Duke Group

The five-year plan is dead

The very concept of ‘strategic planning’ has been under pressure for about 50 years. We’ve just chosen to ignore it

by Steve Miller

Realising that the five-year plan is dead is not a knee-jerk reaction to Covid-19. The very concept of “strategic planning” has been under pressure for about 50 years. We’ve just chosen to ignore it.

The source of the stress lies in the antecedents of “strategic planning” itself. It came from the military and was proven and honed by two world wars. It permeated business and became codified and accepted practice for business leaders who were indoctrinated at postgrad business schools, mistaking an MBA for an education.

The problem is that the approach itself was rooted in five seemingly obvious military “truths”:

  • The past reasonably predicted the future;
  • Good data was scarce and hard to come by;
  • Lines of communication were unreliable;
  • People at “the top” knew best; and
  • Most change occurred gradually.

Welcome to 2020.

The past no longer guarantees an accurate view of the future. It really hasn’t since April 7 1969. We just didn’t realise it at the time. The birth of the internet ushered in a space that allows people to gather and share information across the globe. It’s a space where ideas can be expressed and reshaped and you can learn just about anything you want to. In real time. At next to no cost. And it’s turned every one of the strategic planning precepts on its head.

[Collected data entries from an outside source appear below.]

PR #1952, opened 2022-03-31
Lint dockerfiles with hadolint

kwypchlo:
Lint dockerfile with https://github.com/hadolint/hadolint-action

ref. https://github.com/hadolint/hadolint

local scan: `docker run --rm -i hadolint/hadolint < Dockerfile`

### DIFF
--- a/packages/health-check/Dockerfile
+++ b/packages/health-check/Dockerfile
@@ -1,16 +1,15 @@
 FROM node:16.14.2-alpine
 
-RUN apk update && apk add dnsmasq
+RUN apk --no-cache add dnsmasq=2.86-r0 && rm -rf /var/cache/apk/*
 
 WORKDIR /usr/app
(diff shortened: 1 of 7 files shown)


packages/health-check/Dockerfile
```diff
@@ -1,16 +1,16 @@
 FROM node:16.14.2-alpine
 
-RUN apk update && apk add dnsmasq
+RUN apk add --no-cache dnsmasq=2.86-r0 && \
```
meeh0w, line 3: Isn't the point of using `--no-cache` _not_ having to remove the cache afterwards?

kwypchlo: right, fixed, thanks!

MSevey (approved):

meeh0w (approved):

The truth is that most strategic plans are nothing more than the Linus security blanket of corporate higher echelons. Most are, I suspect, a means to appease prying investors and to persuade employees that the bosses have a plan as they continue to micro-manage the day-to-day activities of the business. Which, as it happens, may be exactly the right thing to do.

Where is strategy headed?

While strategic planning might be dead, strategy is not. It’s just how we need to do it that has evolved. Five new precepts have replaced the old quintet:

1.     It starts with purpose

The new view of business strategy starts with a statement of intent. Ordinarily this is encapsulated in a 10-year, high-level view of the future and the role the business intends to play in that space. It clearly and unambiguously spells out the purpose of the business. If you haven’t been paying attention to the long game you might want to take another look at your Chinese competitors – they’ve likely been doing it while you’re relying on Trump to protect your patch for a couple of years. The jury is out on that one.

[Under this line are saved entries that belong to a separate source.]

PR #1956, opened 2022-03-31
Composite GitHub Actions

MSevey:
# PULL REQUEST

## Overview
Refactor GitHub actions into composite actions.  This is the first step towards DRY-ing up our GitHub actions organization wide.

These actions can either live in the repo that they were initially created, or they can be moved to the organization's `.github` repo.  

The goal would be to have one action or one GitHub action for each type to ensure consistency across repos. 

Any repo can now use the same prettier, python, or docker file linting without duplicating the core action code. 

Pending https://github.com/SkynetLabs/.github/pull/6 and https://github.com/SkynetLabs/.github/issues/7

## Checklist
 - [ ] Changelog file created


docker/sia/Dockerfile
```diff
@@ -12,5 +12,6 @@ FROM nebulouslabs/sia:1.5.6
 
 COPY --from=sia-builder /go/bin/ /usr/bin/
 
+# rename binaries to old siac siad naming
```
MSevey, line 15: this was to trigger the dockerfile lint

packages/dashboard/README.md
```diff
@@ -1,3 +1,5 @@
+# Dashboard
```
MSevey, line 1: This was to trigger the prettier lint

packages/health-check/src/checks/critical.js
```diff
@@ -195,6 +195,7 @@ async function blockerHealthCheck(done) {
   done({ name: "blocker", time: calculateElapsedTime(time), ...data });
 }
 
+// genericAccessCheck
```
MSevey, line 198: this was to trigger the dashboard lint

setup-scripts/health-checker.py
```diff
@@ -43,6 +43,7 @@
 setup()
 
 
+# run_checks runs the health checks
```
MSevey, line 46: this was to trigger the python lint

.github/actions/prettier/action.yml
```diff
@@ -0,0 +1,25 @@
...
+    - uses: actions/setup-node@v2
+      with:
+        node-version: 16.x
+    - run: |
+        yarn
+        yarn prettier --check .
+      shell: bash
+      working-directory: ${{ inputs.working-directory }}
+    - if: inputs.working-directory == 'packages/dashboard-v2' || inputs.working-directory == 'packages/dashboard'
+      run: yarn lint
```
MSevey, line 23: @kwypchlo is this outdated? The action returns the error that no command exists for `yarn lint`. I get the same error locally.

ro-tex:
```
inovakov dashboard-v2 [master]% yarn lint
yarn run v1.22.18
$ eslint .
✨  Done in 7.99s.
```
I had to go into `skynet-webportal/packages/dashboard-v2` and install npm modules but it worked like a charm.

ro-tex (commented):
Looks good, overall. We need to figure out this linting issue.

.github/actions/prettier/action.yml
```diff
@@ -0,0 +1,29 @@
+# Define action name, description, and inputs
+name: "Prettier Lint"
+description: "Lint code with Prettier"
```
meeh0w, line 3: _nit_ - we're using both Prettier and ESLint here, but action name and directory name suggest otherwise :)

.github/workflows/lint.yml
```diff
@@ -0,0 +1,106 @@
...
+    steps:
+      # Use paths-filter to determine which paths have changes
+      # https://github.com/dorny/paths-filter
+      - uses: dorny/paths-filter@v2
+        id: filter
+        with:
+          # Format of key: value. When there is a change detected in value, the
+          # key will be returned in the output.
+          filters: |
+            packages/dashboard: packages/dashboard/**
```
meeh0w, line 21: `packages/dashboard-v2` is missing here

meeh0w (commented):
I really like the approach here 👍  Left a couple of small comments.

ro-tex (dismissed):

.github/actions/js-lint/action.yml
```diff
@@ -0,0 +1,29 @@
...
+  working-directory:
+    required: false
+    description: "Working directory"
+    default: "."
+
+# Define action steps
+runs:
+  using: "composite"
+  steps:
+    - uses: actions/setup-node@v2
```
kwypchlo, line 14:
```suggestion
    - uses: actions/setup-node@v3
```

.github/workflows/lint.yml
```diff
@@ -0,0 +1,107 @@
...
+          filters: |
+            py: "**.py"
+
+  # Run the hadolint dockefile lint if there are changes to any of the
+  # dockerfiles
+  python-lint:
+    needs: python-changes
+    runs-on: ubuntu-latest
+    steps:
+      - uses: actions/checkout@v2
```
kwypchlo, line 101:
```suggestion
      - uses: actions/checkout@v3
```

.github/workflows/lint.yml
```diff
@@ -0,0 +1,107 @@
...
+  # Run the js lint if there are changes to any of the js packages
+  js-lint:
+    needs: js-changes
+    runs-on: ubuntu-latest
+    strategy:
+      fail-fast: false
+      matrix:
+        working-directory: ${{ fromJSON(needs.js-changes.outputs.packages) }}
+    steps:
+      - uses: actions/checkout@v2
```
kwypchlo, line 59:
```suggestion
      - uses: actions/checkout@v3
```

.github/workflows/lint.yml
```diff
@@ -0,0 +1,107 @@
...
+  hadolint:
+    needs: dockerfile-changes
+    runs-on: ubuntu-latest
+    strategy:
+      fail-fast: false
+      matrix:
+        dockerfile: ${{ fromJSON(needs.dockerfile-changes.outputs.packages) }}
+    steps:
+      - uses: actions/checkout@v3
+      - uses: hadolint/hadolint-action@v2.0.0
```
kwypchlo, line 76:
```suggestion
      - uses: hadolint/hadolint-action@v2.1.0
```

.github/workflows/lint.yml
```diff
@@ -0,0 +1,107 @@
...
+          filters: |
+            packages/dashboard: packages/dashboard/**
+            packages/dashboard-v2: packages/dashboard-v2/**
+            packages/dnslink-api: packages/dnslink-api/**
+            packages/handshake-api: packages/handshake-api/**
+            packages/health-check: packages/health-check/**
+            packages/website: packages/website/**
+
+  # Determine what the dockerfile changes are
+  dockerfile-changes:
```
kwypchlo, line 29: shouldn't we have just one "changes" job that contains multiple filters? Sounds a bit easier to maintain

example: https://github.com/GoogleChrome/web.dev/blob/e1f0c28964e99ce6a996c1e3fd3ee1985a7a04f6/.github/workflows/lint-and-test-workflow.yml#L33-L48

.github/workflows/lint.yml
```diff
@@ -0,0 +1,107 @@
...
+      - uses: hadolint/hadolint-action@v2.0.0
+        with:
+          dockerfile: ${{ matrix.dockerfile }}
+
+  # Determine if there are python changes
+  python-changes:
+    runs-on: ubuntu-latest
+    outputs:
+      # Check if the changed status of py is true
+      updates: steps.changes.outputs.py == 'true'
```
kwypchlo, line 85: I'd like to improve some consistency, sometimes the output is called "packages" sometimes "updates". The id of the step is sometimes called "changes" and sometimes "filter". While those are all valid, I think it makes it easier to read the file if we keep consistent naming, I actually had to read up on some docs to find out whether those are different for a reason.

setup-scripts/health-checker.py
kwypchlo, line 46: Let's remove this from the PR once this is ready to be merged

```suggestion
```

packages/health-check/src/checks/critical.js
kwypchlo, line 198: Let's remove this from the PR once this is ready to be merged

```suggestion
```

packages/dashboard-v2/yarn.lock
```diff
@@ -14090,7 +14090,7 @@ sjcl@^1.0.8:
   resolved "https://registry.yarnpkg.com/sjcl/-/sjcl-1.0.8.tgz#f2ec8d7dc1f0f21b069b8914a41a8f236b0e252a"
   integrity sha512-LzIjEQ0S0DpIgnxMEayM1rq9aGwGRG4OnZhCdjx7glTaJtf4zRfpg87ImfjSJjoW9vKpagd82McDOwbRT5kQKQ==
 
-skynet-js@^4.0.27-beta:
+skynet-js@4.0.27-beta:
```
kwypchlo, line 14093: Let's revert this once this is ready to be merged

```suggestion
skynet-js@^4.0.27-beta:
```

packages/dashboard/README.md
```diff
@@ -1,3 +1,5 @@
...
+
```
kwypchlo, line 2: Let's remove this from the PR once this is ready to be merged, we can put it back later if we need to update the md file but I'd like to keep the changes limited to only required files.

```suggestion
```

docker/sia/Dockerfile
kwypchlo, line 15: Let's remove this from the PR once this is ready to be merged

```suggestion
```

.github/actions/python-flake8-lint/action.yml
```diff
@@ -0,0 +1,22 @@
...
+
+    # E203: https://www.flake8rules.com/rules/E203.html - Whitespace before ':'
+    # E501: https://www.flake8rules.com/rules/E501.html - Line too long
+    # W503: https://www.flake8rules.com/rules/W503.html - Line break occurred before a binary operator
+    # W605: https://www.flake8rules.com/rules/W605.html - Invalid escape sequence
+    # E722: https://www.flake8rules.com/rules/E722.html - Do not use bare except, specify exception instead
+    - run: |
+        pip install flake8
+        flake8 --max-line-length 88 --ignore E203,E501,W503,W605,E722
+      shell: bash
```
kwypchlo, line 22: Let's split the job into separate "run" keys, there's not benefit in keeping this in one (unlike Dockerfile where each layer is cached and costs disk space) and it's easier to catch which step failed.

.github/actions/js-lint/action.yml
```diff
@@ -0,0 +1,29 @@
...
+      with:
+        node-version: 16.x
+    - run: |
+        yarn
+        yarn prettier --check .
+      shell: bash
```
kwypchlo, line 20: Let's split the job into separate "run" keys, there's not benefit in keeping this in one (unlike Dockerfile where each layer is cached and costs disk space) and it's easier to catch which step failed.

.github/actions/python-black-lint/action.yml
```diff
@@ -0,0 +1,17 @@
...
+  steps:
+    - uses: actions/setup-python@v2
+      with:
+        python-version: "3.x"
+        architecture: x64
+
+    - run: |
+        pip install black
+        black --check .
+      shell: bash
```
kwypchlo, line 17: Let's split the job into separate "run" keys, there's not benefit in keeping this in one (unlike Dockerfile where each layer is cached and costs disk space) and it's easier to catch which step failed.

kwypchlo (changes requested):
I've left some comments. Not sure whether this adds readability over separate files but if the motivation is to have single "lint" actions for example for python files, I would put those actions in separate repository like SkynetLabs/github-actions or something because it would be a bit unintuitive for skynet-website (that would probably like to call the js lint job) to reference action from skynet-webportal repo.

.github/workflows/lint.yml
```diff
@@ -0,0 +1,107 @@
...
+        with:
+          # Format of key: value. When there is a change detected in value, the
+          # key will be returned in the output.
+          filters: |
+            packages/dashboard: packages/dashboard/**
+            packages/dashboard-v2: packages/dashboard-v2/**
+            packages/dnslink-api: packages/dnslink-api/**
+            packages/handshake-api: packages/handshake-api/**
+            packages/health-check: packages/health-check/**
+            packages/website: packages/website/**
```
ro-tex, line 26: Is there anything in `packages` that we don't want to check? Would it make sense to have the lint run on `packages/**`, so when we add something we don't need to update this, too?

.github/workflows/lint.yml
```diff
@@ -0,0 +1,107 @@
...
+          # Format of key: value. When there is a change detected in value, the
+          # key will be returned in the output.
+          filters: |
+            docker/nginx/Dockerfile: docker/nginx/Dockerfile
+            docker/sia/Dockerfile: docker/sia/Dockerfile
+            packages/dashboard/Dockerfile: packages/dashboard/Dockerfile
+            packages/dnslink-api/Dockerfile: packages/dnslink-api/Dockerfile
+            packages/handshake-api/Dockerfile: packages/handshake-api/Dockerfile
+            packages/health-check/Dockerfile: packages/health-check/Dockerfile
+            packages/website/Dockerfile: packages/website/Dockerfile
```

2.     It fosters an enduring culture

People used to be the enduring repository of knowledge in a business. That’s changed: businesses have become much more aggressive in protecting short-term profit through retrenchment. Often the oldest and most expensive are the first to feel the knife. Goodbye corporate memory. And younger millennials have adopted a different approach to life-learning – they have different criteria about what constitutes success, and they’re never going to leave their future plans exclusively in your hands; they’re far more likely to leave for another company or even another career before you’re ready to promote them. So, if people no longer carry the torch of corporate understanding, only the glue of an enduring culture can keep the business intact and allow it the flexibility to expand and contract as it must to survive.

3.     It’s driven by data

Data scarcity is no longer a constraint. We drown in data. The trick is to filter. And to do that, strategy is being informed by pattern recognition – finding veracity in the data, making sense of it, then ultimately shaping it is what defines business decisions. Interpreting and attempting to forecast the evolution of those shapes is what is guiding their success.

4.     Thought is made real by testing

Instead of “betting the farm” on an informed guess-from-on-high as we used to do, life is now about fast-tracking concepts, prototypes, and messages and then A/B testing the hell out of them. And then iterating the idea and doing it all over again. Tomorrow.

Tactics are no longer conceived in the rarefied air of boardrooms; they reek of the sweat of the trenches. Great CEOs are part of everyday decision-making, especially about brands. “Micro-management” is smart these days. Anyone who tells you they only concentrate on the “big picture” isn’t in control of their business.

5.     It’s executed by the whole

Strategy conception, evolution, testing, and analysis are now a “whole-body” task. It’s iterative, it’s inputted to by the actions of everyone in the business, from top to bottom and from bottom to top.  Ultimately, “strategy”, like brands, is how the entire business acts in the market. It has passed from the realms of high-level, contemplative musing to hard-nosed, everyday business activity and delivery.

Think of strategy and planning more as the constant corrections at the helm to reach a destination as opposed to simply plotting the course on a chart, and strategy comes alive. It shifts from being a noun becoming a verb, acting – it no longer needs a “five-year plan” because strategy becomes the action, not the thought.

And it becomes so much the better for it.

THE BIG TAKE-OUT:

Strategy needs to be centred on purpose, culture, data and testing, and then needs to be executed by everybody in the business.